# How early can plants show sex?



## tastyness (Jul 23, 2012)

Mine are 32 days old. 
Growing under 600/1000W 24hrs.  In dirt. 
Checking one of them out today looks like it is loaded with balls!  DARN!

Isn't it quite early for them to be pre flowering?  Only about 8 inches tall with 7 nodes and tons of bushy growth in close to the stem.

I've got two blueberry as part of this grow and they are different ages (first try at germination didn't go all that well)
The older one (55 days) is not showing any where near this level of pre-flowering.  Only one or two indicators.
Why might it be so different for two plants of the same strain?

And I'll confess I'm bummed since Blueberry is my favorite of all time and I was hoping to end up with at least one girl.  Was not a great bunch of seeds since only 2 of 8 even germinated.


----------



## ozzydiodude (Jul 23, 2012)

4 weeks s the earliest I have seen a plant show sex.


----------



## 7greeneyes (Jul 23, 2012)

six weeks is the norm for my from-seed gals.


----------



## BackWoodsDrifter (Jul 23, 2012)

Ifin yual give them sip o wine here and there and maybe little smoke if she be into that and she be showin yual sex fur yual knows it ifin yual play card right  Good luck the warmth of yur fire

BWD


----------



## tastyness (Jul 23, 2012)

Thanks everyone.
Here are some pictures.
it is a shame because the growth on this plant is awesome.  I lifted up the outer leaf to get a shot of this growth.  

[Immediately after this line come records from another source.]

PR #18388, opened 2026-08-04
feat(@ai-sdk/minimax): add image generation support

octo-patch:
Reason: MiniMax registers chat and video models but `imageModel` throws `NoSuchModelError`; this adds image generation support for the MiniMax image API.

## Summary

Adds a `MiniMaxImageModel` to `@ai-sdk/minimax` and wires it into the provider via `minimax.image()` / `minimax.imageModel()`.

The image model calls `POST /v1/image_generation` (configurable via the new `imageBaseURL` setting) and maps the AI SDK image model options onto the MiniMax API:

- `prompt`, `n`, `seed` pass through directly.
- `size` (`{width}x{height}`) is split into `width`/`height`.
- `aspectRatio` is mapped to `aspect_ratio` when the ratio is supported, otherwise it is ignored with a warning.
- Input `files` (image-to-image) are sent as `subject_reference` entries.
- A `mask` is not supported and is ignored with a warning.
- Provider options `responseFormat` (`url` | `base64`) and `promptOptimizer` map to `response_format` and `prompt_optimizer`.

`response_format: "base64"` results are returned as base64 strings; the default `url` results are downloaded and returned as binary. Non-zero `base_resp.status_code` responses throw, and the response exposes provider metadata (`traceId`, `successCount`, `failedCount`, image URLs).

## Changes

- `packages/minimax/src/minimax-image-settings.ts` — `MiniMaxImageModelId` type.
- `packages/minimax/src/minimax-image-model-options.ts` — image provider options schema.
- `packages/minimax/src/minimax-image-model.ts` — the image model implementation.
- `packages/minimax/src/minimax-image-model.test.ts` — tests for text-to-image, image-to-image, base64 and URL responses, and error handling.
- `packages/minimax/src/minimax-provider.ts` — adds `image`/`imageModel`, `imageBaseURL` setting.
- `packages/minimax/src/minimax-provider.test.ts` — provider tests for the image model.
- `packages/minimax/src/index.ts` — exports the new types.
- `packages/minimax/README.md` + provider docs — image generation example and provider options.
- `.changeset/smart-images-dream.md` — patch changeset.

## Checks

- `pnpm --filter @ai-sdk/minimax type-check` — passed.
- `pnpm --filter @ai-sdk/minimax test:node` — 132 tests passed.
- `pnpm --filter @ai-sdk/minimax test:edge` — 132 tests passed.
- `oxlint src/` — 0 warnings, 0 errors.
- `oxfmt --check src/` — all files formatted.

### DIFF
--- a/.changeset/smart-images-dream.md
+++ b/.changeset/smart-images-dream.md
@@ -1,0 +1,5 @@
+---
+'@ai-sdk/minimax': patch
+---
+
+feat (ai/minimax): add image generation support for the MiniMax provider
--- a/content/providers/01-ai-sdk-providers/33-minimax.mdx
+++ b/content/providers/01-ai-sdk-providers/33-minimax.mdx
@@ -50,6 +50,12 @@ You can use the following optional settings to customize the MiniMax provider in
   the MiniMax V2 native endpoint (not the Anthropic-compatible endpoint).
   The default prefix is `https://api.minimax.io`.
 
+- **imageBaseURL** _string_
+
+  Use a different URL prefix for image generation API calls. The image API uses
+  the MiniMax V1 native endpoint (not the Anthropic-compatible endpoint).
+  The default prefix is `https://api.minimax.io`.
+
 - **apiKey** _string_
 
   API key for the MiniMax API. It defaults to the `MINIMAX_API_KEY` environment
@@ -135,7 +141,41 @@ The following optional provider options are available for MiniMax language model
     think, so `'disabled'` has no effect on them.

The last one of course is clearly a girl ! (Kush - 53 days old)


----------



## Hushpuppy (Jul 23, 2012)

That sounds like a genotype mutation. you might want to keep it and collect some pollen off it, then when the other one flowers out as a girl, you can do a back-cross breeding and see if you can capture that short maturing phenotype.


----------



## ozzydiodude (Jul 23, 2012)

sound like the start of a project too me. Good luck if you decide to try it.


----------



## Irish (Jul 23, 2012)

you said ''looks like its loaded with balls''...1-4 are males for sure.


----------



## Dan K. Liberty (Jul 23, 2012)

Hey tasty :icon_smile: . . . few weeks ago I sexed three plants, same strain, all were at day 28 from seed -  four weeks exactly - all were bout 12"-14" tall, all of em showed their preflowers at the sixth node on the main stem, and all three showed female . . . now they're in second week of flower and 30" tall  so no worries there, that's normal with some strains/phenos that will show that early (hey with males, the earlier the better !!)

You didn't say what the difference in age between the two blueberry plants is, I haven't ever personally run straight blueberry, but it's been around a long time.  I have run a couple hybrids from it, and I've seen it in another guys grow, and imo I think it's just one of those strains where there's quite a bit of variation between the individual phenos, in terms of height, color and maturing time, so I think your observations are astute . . . 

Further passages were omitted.